>>>>>

PR #349, opened 2026-08-04
[FFL-2926] Add tracking parity to DatadogOfflineProvider

sameerank:
## Summary

- add optional browser telemetry configuration to `DatadogOfflineProvider`
- reuse the existing `DatadogProvider` exposure, flag-evaluation, and RUM tracking hooks through shared setup
- keep offline evaluation telemetry-free when `tracking` is omitted
- keep configuration delivery through `setConfiguration()`, consistent with React Native
- attribute telemetry to the actual effective OpenFeature context used for evaluation
- support the same tracking behavior for precomputed and rules-based offline evaluation
- reset exposure deduplication when `setConfiguration` replaces the active configuration
- prevent asynchronous persistent-cache initialization from restoring stale deduplication entries after replacement
- keep offline configuration delivery free of fetching and polling even when telemetry is enabled

## Why

Offline describes configuration delivery, not necessarily telemetry. Consumers should be able to opt into the same browser tracking behavior as `DatadogProvider` without introducing configuration fetching or polling.

When tracking is omitted, `DatadogOfflineProvider` remains evaluation-only and creates no tracking hooks or telemetry requests. The constructor accepts only optional browser tracking settings; caller-supplied flag configuration is loaded separately with `setConfiguration()`.

Jira: [FFL-2926](https://datadoghq.atlassian.net/browse/FFL-2926)

## Behavior and compatibility

- supplying a `tracking` block enables exposure, flag-evaluation, and RUM tracking with the same defaults and hook order as `DatadogProvider`
- each integration can be disabled independently
- context-specific precomputed consumers must register the matching context; `{}` is treated literally
- tracking hooks observe the same OpenFeature context used for evaluation
- successful precomputed and rules evaluations carry existing allocation, variation, context, logging, and timestamp metadata
- defaults and failed evaluations do not emit exposure events
- tracking failures do not affect local evaluation or provider lifecycle
- the existing `DatadogProvider` constructor, fetching, caching, and tracking behavior remain unchanged

## Stack and merge order

This PR is stacked on [#346](https://github.com/DataDog/openfeature-js-client/pull/346), which documents static initialization with `getPrecomputedContext` and treats empty OpenFeature contexts literally.

1. Merge [#344](https://github.com/DataDog/openfeature-js-client/pull/344).
2. Merge [#353](https://github.com/DataDog/openfeature-js-client/pull/353).
3. Retarget and merge [#336](https://github.com/DataDog/openfeature-js-client/pull/336).
4. Retarget and merge [#346](https://github.com/DataDog/openfeature-js-client/pull/346).
5. Retarget this PR to `main` and merge it.

## Validation

- full browser suite passed: 18 suites and 203 tests
- Biome checks passed

[FFL-2926]: https://datadoghq.atlassian.net/browse/FFL-2926


sameerank:
If a building blocks design seems like an overly complicated dev experience for tracking, then I can revert back to https://github.com/DataDog/openfeature-js-client/pull/349/commits/ff35a7d6ecf7710bb7691816fc637e900ef5ea2a where we abstract away the exposure cache initialization and reset implementation details, e.g.

```javascript
const provider = new DatadogOfflineProvider({
  tracking: {
    clientToken: 'client-token',
    applicationId: 'application-id',
    site: 'datadoghq.com',
    service: 'storefront',
    enableRumFeatureFlagTracking: false,
  },
})
provider.setConfiguration(configuration)
```

sameerank:
One cache-management nuance worth calling out explicitly:

`DatadogCoreProvider` + manually registered exposure hooks intentionally does not manage the exposure cache exactly the same way as `DatadogProvider`.

`DatadogProvider` owns both configuration delivery and its provider-managed exposure hook/cache, so during provider lifecycle changes it can clear the exposure cache when the fetched precomputed configuration changes.

`DatadogCoreProvider` is evaluation-only and does not own registered hooks, so it does not clear hook state directly. Instead, when `setConfiguration()` installs a configuration, the provider computes an internal configuration identity and stamps exposure-eligible evaluation metadata with it. The exposure hook includes that identity in the cached assignment value. That gives the behavior we need without adding provider-owned side effects:

- same config identity: repeated exposure remains deduped
- changed config identity: the same flag/user/allocation can emit again
- cache storage/backing behavior still matches the existing browser exposure cache path: Chrome storage when available, then `localStorage`, then memory

There is still no explicit SDK-level max size or TTL on the browser exposure cache, which matches the existing `DatadogProvider` cache-size behavior. The difference is the reset mechanism: `DatadogProvider` can clear its owned cache during lifecycle changes, while `DatadogCoreProvider` uses config-scoped dedup values because hooks are registered manually and remain application-managed.

packages/browser/src/openfeature/core-provider-metadata.ts
```diff
@@ -0,0 +1,31 @@
+import type { EvaluationDetails, FlagValue, ResolutionDetails } from '@openfeature/web-sdk'
+
+const CORE_CONFIGURATION_ID_METADATA_KEY = '__dd_core_configuration_id'
+
+export function withCoreConfigurationId<T extends FlagValue>(
```
sameerank: Cache-management note: this is intentionally different from `DatadogProvider`'s provider-owned exposure cache reset. `DatadogCoreProvider` does not own manually registered hooks, so it should not clear hook state during provider lifecycle changes. Instead, it stamps exposure-eligible evaluations with the active configuration identity, and the exposure hook includes that identity in the cached assignment value. That keeps repeated exposures deduped for the same configuration while allowing the same flag/user/allocation to emit again after `setConfiguration()` installs a changed configuration. The backing cache behavior is still the same browser path as `DatadogProvider` (Chrome storage, then `localStorage`, then memory) and still has no explicit SDK-level max size or TTL.

packages/browser/src/openfeature/core-provider.ts
```diff
@@ -1,69 +1,100 @@
...
+    )
+  }
+
+  private canEvaluateCurrentContext(): boolean {
+    return this.context !== undefined && !getFlagsConfigurationError(this.flagsConfiguration, this.context)
+  }
+
+  private computeConfigurationId(configuration: FlagsConfiguration): string {
+    try {
+      return getMD5Hash(configurationToString(configuration))
```
btthomas: Did a review w/ Astra:

> Unchanged fetched configurations resend exposures
> DatadogCoreProvider.setConfiguration() hashes the complete serialized configuration as its identity. That serialization includes fetchedAt, and both public fetch helpers generate a new fetchedAt on every request.
> This would affect any client that would have a refetch rules mechanism (on old sessions, after some time where the rules might be stale)
  1. The application fetches for rules a second (or nth time)
  2. The response is unchanged.
  3. Only fetchedAt changes.
  4. The provider generates a different configuration identity.
  5. The same assignment emits another exposure.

<<<<<

Instructions to follow> Once you have found every line in the listing that holds the string "packages", copy each of them.

Worked solution>
packages/browser/src/openfeature/core-provider-metadata.ts
packages/browser/src/openfeature/core-provider.ts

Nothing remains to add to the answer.